Eppure, ha senso aprire una trattativa riservata per non perdere questi fondi e per riallocarli:
adducendo come ragione di fondo proprio l’enorme mare di investimenti aggiuntivi che gli
obiettivi sempre più forzati nel tempo e nelle finalità la UE assume sul fronte green, e su quello
dell’autonomia delle tecnologie di punta europee non solo ambientali ma che riguardano tutte le
eccellenze della sfida su industria 5.0 lanciata globalmente da Stati Uniti e Cina. Su questo tema il
sistema industriale italiano tre settimane fa ha tenuto una serie di incontri riservati con tutti i
membri di primo piano della Commissione, a Bruxelles. Un modo ci sarebbe, per riprogrammare i
fondi non solo senza levarli all’Italia, ma comunque rispettoso delle rispettive destinazioni previste
per singole Regioni in Italia dei fondi precedentemente allocati. Se si consentisse il riutilizzo di
quelle somme volgendole a incentivi in investimenti produttivi in quelle stesse Regioni, la logica e
la finalità dei diversi fondi europei sarebbe rispettata, e sarebbe una leva aggiuntiva per
raggiungere i pressanti obiettivi posti proprio da Bruxelles. Oltre a costituire un precedente anche
per un paracadute magari analogo anche per gli 84 miliardi aggiuntivi che spettano all’Italia nella
programmazione europea 2021-27.
Ma c’è un caveat.

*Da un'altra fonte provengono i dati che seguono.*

PR #3235, opened 2024-07-25
Remove subnetIDs from uptime manager

ceyonur:
## Why this should be merged

With ACP-77, P-chain will not track uptimes; instead every VM should be tracking their own uptimes for their subnets. This removes any subnetID related uptime tracking logic from AvalancheGo/P-chain.

Should be merged after #3226 gets in a release

## How this works

* Removes subnetID params from uptime manager and related interfaces
* Removes handling of subnet uptimes in APIs and metrics
* Removes `ConnectedSubnet` internal message
* Removes `SubnetUptimes` and it's handling in p2p ping message

## How this was tested

- [x] Modified UTs
- [x] Local Testing


api/info/service.go
```diff
@@ -307,18 +307,13 @@ type UptimeResponse struct {
 	WeightedAveragePercentage json.Float64 `json:"weightedAveragePercentage"`
 }
 
-type UptimeRequest struct {
-	// if omitted, defaults to primary network
-	SubnetID ids.ID `json:"subnetID"`
-}
-
-func (i *Info) Uptime(_ *http.Request, args *UptimeRequest, reply *UptimeResponse) error {
+func (i *Info) Uptime(_ *http.Request, _ *struct{}, reply *UptimeResponse) error {
```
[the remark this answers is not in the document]
ceyonur: i guess because golang does not allow mixed named and unnamed parameters

vms/platformvm/service.go
```diff
@@ -830,13 +830,20 @@ func (s *Service) GetCurrentValidators(_ *http.Request, args *GetCurrentValidato
 
 			shares := attr.shares
 			delegationFee := avajson.Float32(100 * float32(shares) / float32(reward.PercentDenominator))
-
-			uptime, err := s.getAPIUptime(currentStaker)
-			if err != nil {
-				return err
+			var uptime *avajson.Float32
```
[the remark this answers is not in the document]
ceyonur: yes, in fact no uptimes were being tested for this API. Added them.

vms/platformvm/service.go
```diff
@@ -1828,20 +1828,21 @@ func (s *Service) GetBlockByHeight(_ *http.Request, args *api.GetBlockByHeightAr
...
-	if constants.PrimaryNetworkID != staker.SubnetID && !s.vm.TrackedSubnets.Contains(staker.SubnetID) {
-		return nil, nil
-	}
-
-	rawUptime, err := s.vm.uptimeManager.CalculateUptimePercentFrom(staker.NodeID, staker.SubnetID, staker.StartTime)
+// Returns:
+// 1) the uptime of a validator in the API format
+// 2) whether the validator is currently connected
+// 3) an error if one occurred
+func (s *Service) getAPIUptime(staker *state.Staker) (avajson.Float32, bool, error) {
```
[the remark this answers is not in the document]
ceyonur: we were using them twice but that code got removed, so I think we don't need even this to be in a function

vms/platformvm/state/state_test.go
```diff
@@ -106,9 +106,6 @@ func TestPersistStakers(t *testing.T) {
 		// with the right weight and showing the BLS key
 		checkValidatorsSet func(*require.Assertions, *state, *Staker)
 
-		// Check that node duly track stakers uptimes
-		checkValidatorUptimes func(*require.Assertions, *state, *Staker)
```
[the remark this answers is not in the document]
ceyonur: I was under impression that it was, but looking at tests we also have been explicitly using primary network ID. So readded it back

api/info/service.go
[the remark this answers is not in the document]
ceyonur: yes https://pkg.go.dev/github.com/gorilla/rpc#Server.RegisterService

snow/uptime/manager.go
```diff
@@ -105,41 +111,34 @@ func (m *manager) StopTracking(nodeIDs []ids.NodeID, subnetID ids.ID) error {
...
 func (m *manager) Disconnect(nodeID ids.NodeID) error {
-	// Update every subnet that this node was connected to
-	for subnetID := range m.connections[nodeID] {
-		if err := m.updateSubnetUptime(nodeID, subnetID); err != nil {
-			return err
-		}
+	if err := m.updateUptime(nodeID); err != nil {
+		return err
 	}
+	// TODO: shall we delete the connection regardless of the error?
```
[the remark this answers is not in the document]
ceyonur: currently `database.NotFound` is the only error recovarable (returns nil in `updateUptime`). All other errors will be non-recovarable (if I'm not missing anything). but again if program does recover at some point, the node will be stay marked as connected. I don't think failing setting the uptime should keep it marked as connected.

proto/p2p/p2p.proto
```diff
@@ -64,16 +64,7 @@ message Message {
...
-  repeated SubnetUptime subnet_uptimes = 2;
-}
-
-// SubnetUptime is a descriptor for a peer's perceived uptime on a subnet.
-message SubnetUptime {
-  // Subnet the peer is validating
-  bytes subnet_id = 1;
-  // Uptime percentage on the subnet [0, 100]
-  uint32 uptime = 2;
+  reserved 2; // Until E upgrade is activated.
```
darioush, line 67: We should test a node with this ping behavior against existing nodes (esp on a node that tracks some subnets).

snow/uptime/manager.go
```diff
@@ -68,33 +69,38 @@ func (m *manager) StartTracking(nodeIDs []ids.NodeID, subnetID ids.ID) error {
...
 }
 
-func (m *manager) StopTracking(nodeIDs []ids.NodeID, subnetID ids.ID) error {
+func (m *manager) StopTracking(nodeIDs []ids.NodeID) error {
+	// TODO: this was not here before, should we add it?
+	if !m.startedTracking {
+		return nil
+	}
+	defer func() {
+		m.startedTracking = false
```
darioush, line 86: it seems that `startedTracking` replaces `trackedSubnets` but only for the primary network.
but I don't see any code in the previous revision for `m.trackesSubnets.Remove`

vms/platformvm/service.go
```diff
@@ -830,13 +830,27 @@ func (s *Service) GetCurrentValidators(_ *http.Request, args *GetCurrentValidato
...
 			delegationFee := avajson.Float32(100 * float32(shares) / float32(reward.PercentDenominator))
-
-			uptime, err := s.getAPIUptime(currentStaker)
-			if err != nil {
-				return err
+			var uptime *avajson.Float32
+			var connected *bool
+			// Only calculate uptime for primary network validators
+			// TODO: decide whether we want to keep connected for subnet validators
+			// it should be available at this point
```
darioush, line 837: what is the downside of keeping it?

message/ops.go
```diff
@@ -120,7 +119,6 @@ var (
 		CrossChainAppErrorOp,
 		CrossChainAppResponseOp,
 		ConnectedOp,
-		ConnectedSubnetOp,
```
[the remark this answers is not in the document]
ceyonur: yes

snow/uptime/manager.go
```diff
@@ -20,42 +19,44 @@ type Manager interface {
...
 
 type manager struct {
 	// Used to get time. Useful for faking time during tests.
 	clock *mockable.Clock
 
-	state          State
-	connections    map[ids.NodeID]map[ids.ID]time.Time // nodeID -> subnetID -> time
-	trackedSubnets set.Set[ids.ID]
+	state       State
+	connections map[ids.NodeID]time.Time // nodeID  -> time
```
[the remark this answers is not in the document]
ceyonur: updated the comment

proto/p2p/p2p.proto
ceyonur: I did run a local network with an old node + new nodes and I also bootstrapped fuji with this new code.

snow/uptime/manager.go
ceyonur: I think this was an issue previously. we typically use this function after shutdown, so we never restart tracking. but I think the code itself should support restarting in any case.

vms/platformvm/service.go
ceyonur: we won't be able to show this info. but after removal of connectedsubnet, we won't have this info at all. removed the comment.

darioush (approved):

snow/uptime/manager.go
```diff
@@ -68,33 +69,36 @@ func (m *manager) StartTracking(nodeIDs []ids.NodeID, subnetID ids.ID) error {
...
-	m.trackedSubnets.Add(subnetID)
+	m.startedTracking = true
 	return nil
 }
 
-func (m *manager) StopTracking(nodeIDs []ids.NodeID, subnetID ids.ID) error {
+func (m *manager) StopTracking(nodeIDs []ids.NodeID) error {
+	// TODO: this was not here before, should we add it?
+	if !m.startedTracking {
+		return nil
```
StephenButtolph, line 83: If we are adding this handling - it seems like we should probably error here no? (Although I'm not sure the current code is correct if we were to do that)

snow/uptime/manager.go
```diff
@@ -105,41 +109,38 @@ func (m *manager) StopTracking(nodeIDs []ids.NodeID, subnetID ids.ID) error {
...
 func (m *manager) Disconnect(nodeID ids.NodeID) error {
-	// Update every subnet that this node was connected to
-	for subnetID := range m.connections[nodeID] {
-		if err := m.updateSubnetUptime(nodeID, subnetID); err != nil {
-			return err
-		}
+	return m.disconnect(nodeID)
+}
+
+func (m *manager) disconnect(nodeID ids.NodeID) error {
```
StephenButtolph, line 133:
```suggestion
```

snow/uptime/manager.go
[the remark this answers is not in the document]
StephenButtolph: If this function returns an error - the node is going to exit with a FATAL.

vms/platformvm/block/executor/options.go
```diff
@@ -175,10 +175,8 @@ func (o *options) prefersCommit(tx *txs.Tx) (bool, error) {
 		expectedUptimePercentage = float64(transformSubnet.UptimeRequirement) / reward.PercentDenominator
 	}
```
StephenButtolph, line 176: I think we can just use the primary network uptime requirement here now as well.

vms/platformvm/service.go
```diff
@@ -847,13 +847,24 @@ func (s *Service) GetCurrentValidators(_ *http.Request, args *GetCurrentValidato
 
 			shares := attr.shares
 			delegationFee := avajson.Float32(100 * float32(shares) / float32(reward.PercentDenominator))
-
-			uptime, err := s.getAPIUptime(currentStaker)
-			if err != nil {
-				return err
+			var uptime *avajson.Float32
+			var connected *bool
```
StephenButtolph, line 851: nit: can we use a var block here?

vms/platformvm/block/executor/options.go
StephenButtolph: Thinking about this again - I think that change would make more sense in a different PR.

snow/uptime/manager.go
ceyonur: I added errors and checks with `StartedTracking` so we don't recall them twice. in case bootstrapping/shutdown is called multiple times + some test helpers.

StephenButtolph (approved):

Per trattative come queste l’Italia dovrebbe evitare le polemiche fontali con la
UE che sembra preferire su materie come l’immigrazione, o con la ormai solitaria mancata ratifica
del MES. Come si è visto al Consiglio Europeo della settimana scorsa, l’Europa aveva accolto bene
la legge di bilancio di Giorgia Meloni, ma fa in fretta a rivedere il giudizio. E’ vero che le prossime
elezioni europee possono molto mutare l’indirizzo di questa Commissione Europea. Ma è un
errore aspettare. Oggi, bisogna cercare di non perdere risorse che per colpa nostra non riusciamo
a spendere, ma che ci servono maledettamente.